## DATA SHOWN
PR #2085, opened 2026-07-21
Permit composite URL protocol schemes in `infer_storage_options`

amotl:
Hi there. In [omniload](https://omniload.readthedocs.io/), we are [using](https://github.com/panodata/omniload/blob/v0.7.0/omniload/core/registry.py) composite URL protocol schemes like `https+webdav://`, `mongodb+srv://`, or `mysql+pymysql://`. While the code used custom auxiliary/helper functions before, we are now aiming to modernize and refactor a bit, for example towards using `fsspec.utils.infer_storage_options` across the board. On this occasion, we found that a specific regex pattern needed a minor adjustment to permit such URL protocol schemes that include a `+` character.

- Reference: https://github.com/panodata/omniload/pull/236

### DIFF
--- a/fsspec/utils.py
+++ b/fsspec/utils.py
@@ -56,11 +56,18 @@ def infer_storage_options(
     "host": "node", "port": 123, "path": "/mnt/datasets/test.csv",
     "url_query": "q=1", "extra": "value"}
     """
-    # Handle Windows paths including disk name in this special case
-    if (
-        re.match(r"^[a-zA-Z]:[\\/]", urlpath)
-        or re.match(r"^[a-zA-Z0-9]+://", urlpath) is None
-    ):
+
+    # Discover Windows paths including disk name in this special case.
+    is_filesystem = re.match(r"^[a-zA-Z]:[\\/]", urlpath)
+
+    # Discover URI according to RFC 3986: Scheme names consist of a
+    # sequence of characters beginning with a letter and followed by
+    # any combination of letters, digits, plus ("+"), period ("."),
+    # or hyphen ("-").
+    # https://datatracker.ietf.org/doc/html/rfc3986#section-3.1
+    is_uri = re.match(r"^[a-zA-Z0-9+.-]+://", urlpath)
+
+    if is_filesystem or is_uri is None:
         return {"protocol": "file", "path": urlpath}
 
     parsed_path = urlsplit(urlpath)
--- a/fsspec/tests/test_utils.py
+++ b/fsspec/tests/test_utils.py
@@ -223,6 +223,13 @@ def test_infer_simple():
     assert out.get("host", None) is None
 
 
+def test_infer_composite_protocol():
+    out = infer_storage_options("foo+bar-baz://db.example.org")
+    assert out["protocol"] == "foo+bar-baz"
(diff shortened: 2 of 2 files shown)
...
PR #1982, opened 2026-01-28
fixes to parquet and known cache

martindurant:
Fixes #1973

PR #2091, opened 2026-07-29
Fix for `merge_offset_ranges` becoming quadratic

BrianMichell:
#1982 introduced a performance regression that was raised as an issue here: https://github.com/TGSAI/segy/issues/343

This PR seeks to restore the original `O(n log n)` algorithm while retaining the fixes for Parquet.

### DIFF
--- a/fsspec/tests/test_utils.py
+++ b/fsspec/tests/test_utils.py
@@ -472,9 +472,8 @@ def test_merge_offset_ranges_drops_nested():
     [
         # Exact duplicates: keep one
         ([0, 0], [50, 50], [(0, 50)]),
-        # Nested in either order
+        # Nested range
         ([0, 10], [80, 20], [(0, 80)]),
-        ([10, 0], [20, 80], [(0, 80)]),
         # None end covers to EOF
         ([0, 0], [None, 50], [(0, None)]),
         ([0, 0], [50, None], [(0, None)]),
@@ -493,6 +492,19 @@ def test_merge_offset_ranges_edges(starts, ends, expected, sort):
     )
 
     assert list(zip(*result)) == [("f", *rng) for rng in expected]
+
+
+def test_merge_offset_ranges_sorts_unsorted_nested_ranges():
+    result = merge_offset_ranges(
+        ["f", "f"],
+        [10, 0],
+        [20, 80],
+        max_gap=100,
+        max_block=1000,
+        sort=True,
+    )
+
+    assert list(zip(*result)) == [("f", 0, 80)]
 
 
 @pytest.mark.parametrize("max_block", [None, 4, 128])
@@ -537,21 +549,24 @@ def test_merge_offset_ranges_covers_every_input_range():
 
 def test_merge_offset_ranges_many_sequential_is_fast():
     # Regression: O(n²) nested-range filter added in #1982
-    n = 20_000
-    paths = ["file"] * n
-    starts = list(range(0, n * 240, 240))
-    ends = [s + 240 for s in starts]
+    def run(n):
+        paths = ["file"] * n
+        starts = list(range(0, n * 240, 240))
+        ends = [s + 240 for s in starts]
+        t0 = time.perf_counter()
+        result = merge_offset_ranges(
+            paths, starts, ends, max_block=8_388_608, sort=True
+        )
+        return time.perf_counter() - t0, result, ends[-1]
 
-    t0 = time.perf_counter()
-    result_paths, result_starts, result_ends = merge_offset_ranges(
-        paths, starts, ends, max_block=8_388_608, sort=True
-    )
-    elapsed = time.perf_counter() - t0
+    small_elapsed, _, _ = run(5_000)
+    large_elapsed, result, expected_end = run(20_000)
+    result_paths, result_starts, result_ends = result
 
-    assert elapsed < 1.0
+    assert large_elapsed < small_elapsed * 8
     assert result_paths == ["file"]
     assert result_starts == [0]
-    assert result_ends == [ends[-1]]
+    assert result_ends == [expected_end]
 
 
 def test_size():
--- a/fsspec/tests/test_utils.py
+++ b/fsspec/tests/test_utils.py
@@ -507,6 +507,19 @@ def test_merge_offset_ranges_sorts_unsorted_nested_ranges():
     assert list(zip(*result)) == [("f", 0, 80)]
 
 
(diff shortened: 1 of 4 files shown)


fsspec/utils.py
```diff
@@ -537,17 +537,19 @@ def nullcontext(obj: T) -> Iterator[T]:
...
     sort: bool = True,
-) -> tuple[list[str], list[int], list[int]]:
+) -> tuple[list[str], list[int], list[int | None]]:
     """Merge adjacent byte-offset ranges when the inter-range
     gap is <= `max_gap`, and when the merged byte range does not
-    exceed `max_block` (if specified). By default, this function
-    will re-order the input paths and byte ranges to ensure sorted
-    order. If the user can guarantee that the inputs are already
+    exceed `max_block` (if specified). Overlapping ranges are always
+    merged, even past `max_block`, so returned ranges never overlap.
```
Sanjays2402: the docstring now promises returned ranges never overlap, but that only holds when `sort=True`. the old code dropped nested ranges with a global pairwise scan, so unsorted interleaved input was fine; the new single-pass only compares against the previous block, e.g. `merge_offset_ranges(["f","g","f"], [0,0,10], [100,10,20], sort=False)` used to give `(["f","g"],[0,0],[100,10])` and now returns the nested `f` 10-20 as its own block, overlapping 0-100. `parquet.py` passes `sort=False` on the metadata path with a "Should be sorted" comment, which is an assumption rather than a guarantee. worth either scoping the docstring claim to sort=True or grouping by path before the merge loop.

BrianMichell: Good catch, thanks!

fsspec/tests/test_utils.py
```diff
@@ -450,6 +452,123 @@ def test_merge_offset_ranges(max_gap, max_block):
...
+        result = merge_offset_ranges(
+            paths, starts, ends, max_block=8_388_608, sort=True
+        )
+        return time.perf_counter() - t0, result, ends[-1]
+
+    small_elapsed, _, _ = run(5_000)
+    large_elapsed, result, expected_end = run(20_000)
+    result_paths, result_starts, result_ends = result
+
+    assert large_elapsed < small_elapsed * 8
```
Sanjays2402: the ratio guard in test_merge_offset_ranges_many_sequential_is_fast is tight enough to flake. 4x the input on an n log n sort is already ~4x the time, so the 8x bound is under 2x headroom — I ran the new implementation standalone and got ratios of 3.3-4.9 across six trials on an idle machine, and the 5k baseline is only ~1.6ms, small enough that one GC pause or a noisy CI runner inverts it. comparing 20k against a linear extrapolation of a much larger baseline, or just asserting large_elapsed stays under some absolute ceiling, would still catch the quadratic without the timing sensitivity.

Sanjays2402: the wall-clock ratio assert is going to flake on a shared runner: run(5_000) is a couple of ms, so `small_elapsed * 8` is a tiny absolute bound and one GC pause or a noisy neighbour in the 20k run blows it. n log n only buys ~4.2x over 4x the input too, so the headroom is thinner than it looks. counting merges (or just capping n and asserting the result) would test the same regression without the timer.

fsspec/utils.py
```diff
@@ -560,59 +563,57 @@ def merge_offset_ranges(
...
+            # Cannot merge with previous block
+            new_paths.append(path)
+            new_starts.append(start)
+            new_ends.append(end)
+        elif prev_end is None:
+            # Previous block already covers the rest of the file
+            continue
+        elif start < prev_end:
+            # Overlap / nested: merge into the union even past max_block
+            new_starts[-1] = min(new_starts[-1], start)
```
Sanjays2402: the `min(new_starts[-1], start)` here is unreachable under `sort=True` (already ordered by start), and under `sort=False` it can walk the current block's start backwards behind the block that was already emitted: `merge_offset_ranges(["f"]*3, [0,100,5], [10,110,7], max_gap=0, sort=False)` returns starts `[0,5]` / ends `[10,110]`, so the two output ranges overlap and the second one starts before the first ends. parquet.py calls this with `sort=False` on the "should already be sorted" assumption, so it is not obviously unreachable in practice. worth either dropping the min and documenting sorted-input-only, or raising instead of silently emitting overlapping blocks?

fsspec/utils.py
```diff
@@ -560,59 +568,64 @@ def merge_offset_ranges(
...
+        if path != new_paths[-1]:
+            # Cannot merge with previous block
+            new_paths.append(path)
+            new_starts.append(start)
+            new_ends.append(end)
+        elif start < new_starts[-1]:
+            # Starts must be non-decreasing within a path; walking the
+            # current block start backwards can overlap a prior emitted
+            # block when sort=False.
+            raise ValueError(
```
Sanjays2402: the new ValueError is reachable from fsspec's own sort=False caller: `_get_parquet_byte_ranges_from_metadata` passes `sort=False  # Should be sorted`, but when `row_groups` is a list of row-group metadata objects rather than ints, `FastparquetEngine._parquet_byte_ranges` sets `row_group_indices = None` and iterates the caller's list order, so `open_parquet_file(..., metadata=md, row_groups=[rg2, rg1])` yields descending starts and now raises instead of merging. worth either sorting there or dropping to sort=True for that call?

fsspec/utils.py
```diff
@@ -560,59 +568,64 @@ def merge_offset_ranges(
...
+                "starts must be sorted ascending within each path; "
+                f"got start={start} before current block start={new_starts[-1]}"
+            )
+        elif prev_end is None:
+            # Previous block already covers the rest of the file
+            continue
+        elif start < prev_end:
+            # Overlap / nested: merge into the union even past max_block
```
==
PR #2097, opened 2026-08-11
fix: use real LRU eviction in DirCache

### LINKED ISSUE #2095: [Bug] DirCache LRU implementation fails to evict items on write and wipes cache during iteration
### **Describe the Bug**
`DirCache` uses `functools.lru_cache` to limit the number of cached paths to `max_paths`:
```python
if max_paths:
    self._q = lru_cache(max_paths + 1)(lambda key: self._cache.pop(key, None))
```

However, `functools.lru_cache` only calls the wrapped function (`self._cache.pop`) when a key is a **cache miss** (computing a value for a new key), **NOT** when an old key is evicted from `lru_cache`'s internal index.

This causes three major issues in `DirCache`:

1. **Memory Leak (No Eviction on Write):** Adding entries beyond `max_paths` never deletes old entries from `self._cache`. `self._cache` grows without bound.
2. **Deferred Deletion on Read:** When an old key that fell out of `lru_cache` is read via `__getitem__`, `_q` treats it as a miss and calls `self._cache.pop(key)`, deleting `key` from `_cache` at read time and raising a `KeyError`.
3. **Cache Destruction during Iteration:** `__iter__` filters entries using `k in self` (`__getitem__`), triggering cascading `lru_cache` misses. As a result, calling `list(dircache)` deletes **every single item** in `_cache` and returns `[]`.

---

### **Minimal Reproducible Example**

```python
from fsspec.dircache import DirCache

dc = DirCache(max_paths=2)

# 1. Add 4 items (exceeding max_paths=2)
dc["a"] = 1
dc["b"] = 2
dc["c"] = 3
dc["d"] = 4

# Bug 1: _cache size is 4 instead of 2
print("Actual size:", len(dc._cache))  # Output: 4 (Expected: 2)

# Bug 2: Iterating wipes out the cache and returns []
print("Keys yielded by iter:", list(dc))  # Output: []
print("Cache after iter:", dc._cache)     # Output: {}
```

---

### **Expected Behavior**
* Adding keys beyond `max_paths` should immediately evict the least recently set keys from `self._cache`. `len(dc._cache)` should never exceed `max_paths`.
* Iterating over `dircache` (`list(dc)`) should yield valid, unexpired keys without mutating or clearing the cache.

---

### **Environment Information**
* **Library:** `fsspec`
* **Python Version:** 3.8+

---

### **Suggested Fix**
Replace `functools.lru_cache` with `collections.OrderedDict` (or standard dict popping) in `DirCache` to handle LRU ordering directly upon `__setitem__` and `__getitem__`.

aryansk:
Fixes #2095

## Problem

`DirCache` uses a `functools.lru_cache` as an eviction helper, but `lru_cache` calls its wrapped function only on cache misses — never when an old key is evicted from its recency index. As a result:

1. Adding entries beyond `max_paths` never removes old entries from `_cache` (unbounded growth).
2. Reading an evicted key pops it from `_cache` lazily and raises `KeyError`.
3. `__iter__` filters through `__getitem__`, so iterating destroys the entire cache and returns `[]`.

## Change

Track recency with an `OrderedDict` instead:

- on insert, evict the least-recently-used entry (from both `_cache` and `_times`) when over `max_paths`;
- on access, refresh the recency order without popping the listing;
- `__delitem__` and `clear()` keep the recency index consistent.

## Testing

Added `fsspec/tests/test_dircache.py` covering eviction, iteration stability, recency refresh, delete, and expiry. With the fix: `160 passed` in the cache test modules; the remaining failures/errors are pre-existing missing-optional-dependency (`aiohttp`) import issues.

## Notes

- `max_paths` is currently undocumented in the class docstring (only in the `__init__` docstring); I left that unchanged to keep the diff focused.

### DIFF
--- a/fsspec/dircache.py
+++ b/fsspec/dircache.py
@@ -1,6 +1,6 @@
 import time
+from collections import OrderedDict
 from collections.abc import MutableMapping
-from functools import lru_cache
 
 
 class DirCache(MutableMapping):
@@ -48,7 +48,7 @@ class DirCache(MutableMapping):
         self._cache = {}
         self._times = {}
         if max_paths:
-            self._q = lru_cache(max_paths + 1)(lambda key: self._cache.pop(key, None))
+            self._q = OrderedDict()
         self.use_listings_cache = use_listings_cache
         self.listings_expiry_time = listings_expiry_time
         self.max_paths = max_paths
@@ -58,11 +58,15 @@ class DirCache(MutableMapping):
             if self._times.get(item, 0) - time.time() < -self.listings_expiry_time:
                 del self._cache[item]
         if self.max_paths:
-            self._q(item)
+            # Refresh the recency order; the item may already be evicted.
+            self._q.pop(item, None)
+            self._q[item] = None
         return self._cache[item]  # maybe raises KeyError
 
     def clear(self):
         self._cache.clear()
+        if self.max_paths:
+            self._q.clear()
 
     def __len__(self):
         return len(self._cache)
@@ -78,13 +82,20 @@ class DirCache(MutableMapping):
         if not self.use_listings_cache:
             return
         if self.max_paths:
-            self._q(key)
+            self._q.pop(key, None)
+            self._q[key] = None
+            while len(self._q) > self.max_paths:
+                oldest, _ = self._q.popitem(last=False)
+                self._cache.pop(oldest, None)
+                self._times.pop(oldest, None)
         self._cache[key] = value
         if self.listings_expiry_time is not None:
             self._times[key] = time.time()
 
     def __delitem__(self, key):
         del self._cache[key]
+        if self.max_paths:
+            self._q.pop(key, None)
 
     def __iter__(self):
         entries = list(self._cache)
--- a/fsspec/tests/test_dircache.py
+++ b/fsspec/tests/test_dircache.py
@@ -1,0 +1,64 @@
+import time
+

## AIM OF THE TASK
Look through the lines above and collect those with the word "host".

## RESULT FOR THIS TASK
     "host": "node", "port": 123, "path": "/mnt/datasets/test.csv",
     assert out.get("host", None) is None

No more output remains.